Your goal: An exact, complete copy of the entries that follow is needed.

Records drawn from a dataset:

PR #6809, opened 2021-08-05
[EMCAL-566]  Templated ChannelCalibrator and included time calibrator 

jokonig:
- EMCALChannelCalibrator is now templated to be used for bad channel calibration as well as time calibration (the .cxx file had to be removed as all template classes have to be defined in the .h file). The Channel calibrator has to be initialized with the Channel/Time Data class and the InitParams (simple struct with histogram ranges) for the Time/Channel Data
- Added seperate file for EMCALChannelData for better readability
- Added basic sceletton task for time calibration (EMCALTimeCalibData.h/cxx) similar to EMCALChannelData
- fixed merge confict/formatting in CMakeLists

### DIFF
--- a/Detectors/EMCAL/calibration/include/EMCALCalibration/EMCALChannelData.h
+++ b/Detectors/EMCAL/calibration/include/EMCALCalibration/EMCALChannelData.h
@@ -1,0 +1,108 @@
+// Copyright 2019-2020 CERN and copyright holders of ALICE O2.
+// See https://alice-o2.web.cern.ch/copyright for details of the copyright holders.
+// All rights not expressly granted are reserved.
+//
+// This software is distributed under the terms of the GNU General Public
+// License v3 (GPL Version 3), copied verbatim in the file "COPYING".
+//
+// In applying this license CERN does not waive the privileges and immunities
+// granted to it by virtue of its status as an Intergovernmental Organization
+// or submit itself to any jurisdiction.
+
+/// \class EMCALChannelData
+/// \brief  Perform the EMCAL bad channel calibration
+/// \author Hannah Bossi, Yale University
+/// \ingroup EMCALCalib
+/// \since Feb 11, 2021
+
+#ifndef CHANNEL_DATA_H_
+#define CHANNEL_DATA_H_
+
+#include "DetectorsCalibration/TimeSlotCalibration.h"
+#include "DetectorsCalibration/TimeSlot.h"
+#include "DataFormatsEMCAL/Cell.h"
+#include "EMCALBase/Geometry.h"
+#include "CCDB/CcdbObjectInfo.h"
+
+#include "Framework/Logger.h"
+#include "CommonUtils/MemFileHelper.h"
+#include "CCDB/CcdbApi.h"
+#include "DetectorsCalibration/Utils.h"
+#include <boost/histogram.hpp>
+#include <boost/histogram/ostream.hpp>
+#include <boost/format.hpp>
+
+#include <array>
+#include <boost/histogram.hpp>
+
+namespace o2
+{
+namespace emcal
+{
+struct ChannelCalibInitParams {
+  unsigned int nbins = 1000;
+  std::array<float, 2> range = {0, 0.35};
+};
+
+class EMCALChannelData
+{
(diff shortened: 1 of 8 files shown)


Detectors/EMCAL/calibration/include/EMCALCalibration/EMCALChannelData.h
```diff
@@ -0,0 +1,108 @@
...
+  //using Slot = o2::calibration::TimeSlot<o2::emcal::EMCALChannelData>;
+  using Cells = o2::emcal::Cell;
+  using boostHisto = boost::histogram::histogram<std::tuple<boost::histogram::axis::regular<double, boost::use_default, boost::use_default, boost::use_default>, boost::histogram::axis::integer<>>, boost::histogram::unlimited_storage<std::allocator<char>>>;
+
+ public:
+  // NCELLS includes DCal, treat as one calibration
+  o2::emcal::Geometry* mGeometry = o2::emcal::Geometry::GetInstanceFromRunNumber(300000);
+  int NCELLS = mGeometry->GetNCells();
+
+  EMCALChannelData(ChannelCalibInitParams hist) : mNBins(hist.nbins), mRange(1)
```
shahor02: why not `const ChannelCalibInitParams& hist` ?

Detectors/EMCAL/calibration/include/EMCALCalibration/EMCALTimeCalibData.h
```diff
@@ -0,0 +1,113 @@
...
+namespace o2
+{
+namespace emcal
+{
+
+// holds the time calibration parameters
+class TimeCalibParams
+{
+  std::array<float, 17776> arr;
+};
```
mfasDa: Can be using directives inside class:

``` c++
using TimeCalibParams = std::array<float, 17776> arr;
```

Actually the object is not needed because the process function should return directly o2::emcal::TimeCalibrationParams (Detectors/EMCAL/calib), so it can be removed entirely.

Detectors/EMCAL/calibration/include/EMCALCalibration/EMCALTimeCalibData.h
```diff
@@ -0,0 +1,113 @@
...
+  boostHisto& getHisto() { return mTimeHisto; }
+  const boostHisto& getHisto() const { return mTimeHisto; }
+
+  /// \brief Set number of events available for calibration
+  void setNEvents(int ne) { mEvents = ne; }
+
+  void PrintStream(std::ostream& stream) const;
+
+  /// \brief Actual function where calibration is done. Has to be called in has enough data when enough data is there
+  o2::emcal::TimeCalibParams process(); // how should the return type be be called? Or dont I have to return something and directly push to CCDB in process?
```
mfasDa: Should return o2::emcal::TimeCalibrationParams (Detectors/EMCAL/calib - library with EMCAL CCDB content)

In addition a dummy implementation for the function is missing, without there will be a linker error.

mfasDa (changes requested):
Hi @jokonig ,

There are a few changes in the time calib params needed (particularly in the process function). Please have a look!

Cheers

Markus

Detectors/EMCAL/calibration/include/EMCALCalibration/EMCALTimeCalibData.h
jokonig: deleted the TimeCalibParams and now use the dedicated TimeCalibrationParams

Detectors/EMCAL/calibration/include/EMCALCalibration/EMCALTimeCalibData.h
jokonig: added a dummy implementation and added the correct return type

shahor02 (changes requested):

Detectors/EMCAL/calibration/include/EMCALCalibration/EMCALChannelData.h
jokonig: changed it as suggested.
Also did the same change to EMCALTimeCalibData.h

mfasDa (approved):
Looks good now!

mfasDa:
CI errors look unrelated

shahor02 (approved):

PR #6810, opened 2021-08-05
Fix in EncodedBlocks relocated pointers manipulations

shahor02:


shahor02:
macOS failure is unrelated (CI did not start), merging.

Answer to this task:
PR #6809, opened 2021-08-05
[EMCAL-566]  Templated ChannelCalibrator and included time calibrator 

jokonig:
- EMCALChannelCalibrator is now templated to be used for bad channel calibration as well as time calibration (the .cxx file had to be removed as all template classes have to be defined in the .h file). The Channel calibrator has to be initialized with the Channel/Time Data class and the InitParams (simple struct with histogram ranges) for the Time/Channel Data
- Added seperate file for EMCALChannelData for better readability
- Added basic sceletton task for time calibration (EMCALTimeCalibData.h/cxx) similar to EMCALChannelData
- fixed merge confict/formatting in CMakeLists

### DIFF
--- a/Detectors/EMCAL/calibration/include/EMCALCalibration/EMCALChannelData.h
+++ b/Detectors/EMCAL/calibration/include/EMCALCalibration/EMCALChannelData.h
@@ -1,0 +1,108 @@
+// Copyright 2019-2020 CERN and copyright holders of ALICE O2.
+// See https://alice-o2.web.cern.ch/copyright for details of the copyright holders.
+// All rights not expressly granted are reserved.
+//
+// This software is distributed under the terms of the GNU General Public
+// License v3 (GPL Version 3), copied verbatim in the file "COPYING".
+//
+// In applying this license CERN does not waive the privileges and immunities
+// granted to it by virtue of its status as an Intergovernmental Organization
+// or submit itself to any jurisdiction.
+
+/// \class EMCALChannelData
+/// \brief  Perform the EMCAL bad channel calibration
+/// \author Hannah Bossi, Yale University
+/// \ingroup EMCALCalib
+/// \since Feb 11, 2021
+
+#ifndef CHANNEL_DATA_H_
+#define CHANNEL_DATA_H_
+
+#include "DetectorsCalibration/TimeSlotCalibration.h"
+#include "DetectorsCalibration/TimeSlot.h"
+#include "DataFormatsEMCAL/Cell.h"
+#include "EMCALBase/Geometry.h"
+#include "CCDB/CcdbObjectInfo.h"
+
+#include "Framework/Logger.h"
+#include "CommonUtils/MemFileHelper.h"
+#include "CCDB/CcdbApi.h"
+#include "DetectorsCalibration/Utils.h"
+#include <boost/histogram.hpp>
+#include <boost/histogram/ostream.hpp>
+#include <boost/format.hpp>
+
+#include <array>
+#include <boost/histogram.hpp>
+
+namespace o2
+{
+namespace emcal
+{
+struct ChannelCalibInitParams {
+  unsigned int nbins = 1000;
+  std::array<float, 2> range = {0, 0.35};
+};
+
+class EMCALChannelData
+{
(diff shortened: 1 of 8 files shown)


Detectors/EMCAL/calibration/include/EMCALCalibration/EMCALChannelData.h
```diff
@@ -0,0 +1,108 @@
...
+  //using Slot = o2::calibration::TimeSlot<o2::emcal::EMCALChannelData>;
+  using Cells = o2::emcal::Cell;
+  using boostHisto = boost::histogram::histogram<std::tuple<boost::histogram::axis::regular<double, boost::use_default, boost::use_default, boost::use_default>, boost::histogram::axis::integer<>>, boost::histogram::unlimited_storage<std::allocator<char>>>;
+
+ public:
+  // NCELLS includes DCal, treat as one calibration
+  o2::emcal::Geometry* mGeometry = o2::emcal::Geometry::GetInstanceFromRunNumber(300000);
+  int NCELLS = mGeometry->GetNCells();
+
+  EMCALChannelData(ChannelCalibInitParams hist) : mNBins(hist.nbins), mRange(1)
```
shahor02: why not `const ChannelCalibInitParams& hist` ?

Detectors/EMCAL/calibration/include/EMCALCalibration/EMCALTimeCalibData.h
```diff
@@ -0,0 +1,113 @@
...
+namespace o2
+{
+namespace emcal
+{
+
+// holds the time calibration parameters
+class TimeCalibParams
+{
+  std::array<float, 17776> arr;
+};
```
mfasDa: Can be using directives inside class:

``` c++
using TimeCalibParams = std::array<float, 17776> arr;
```

Actually the object is not needed because the process function should return directly o2::emcal::TimeCalibrationParams (Detectors/EMCAL/calib), so it can be removed entirely.

Detectors/EMCAL/calibration/include/EMCALCalibration/EMCALTimeCalibData.h
```diff
@@ -0,0 +1,113 @@
...
+  boostHisto& getHisto() { return mTimeHisto; }
+  const boostHisto& getHisto() const { return mTimeHisto; }
+
+  /// \brief Set number of events available for calibration
+  void setNEvents(int ne) { mEvents = ne; }
+
+  void PrintStream(std::ostream& stream) const;
+
+  /// \brief Actual function where calibration is done. Has to be called in has enough data when enough data is there
+  o2::emcal::TimeCalibParams process(); // how should the return type be be called? Or dont I have to return something and directly push to CCDB in process?
```
mfasDa: Should return o2::emcal::TimeCalibrationParams (Detectors/EMCAL/calib - library with EMCAL CCDB content)

In addition a dummy implementation for the function is missing, without there will be a linker error.

mfasDa (changes requested):
Hi @jokonig ,

There are a few changes in the time calib params needed (particularly in the process function). Please have a look!

Cheers

Markus

Detectors/EMCAL/calibration/include/EMCALCalibration/EMCALTimeCalibData.h
jokonig: deleted the TimeCalibParams and now use the dedicated TimeCalibrationParams

Detectors/EMCAL/calibration/include/EMCALCalibration/EMCALTimeCalibData.h
jokonig: added a dummy implementation and added the correct return type

shahor02 (changes requested):

Detectors/EMCAL/calibration/include/EMCALCalibration/EMCALChannelData.h
jokonig: changed it as suggested.
Also did the same change to EMCALTimeCalibData.h

mfasDa (approved):
Looks good now!

mfasDa:
CI errors look unrelated

shahor02 (approved):

PR #6810, opened 2021-08-05
Fix in EncodedBlocks relocated pointers manipulations

shahor02:


shahor02:
macOS failure is unrelated (CI did not start), merging.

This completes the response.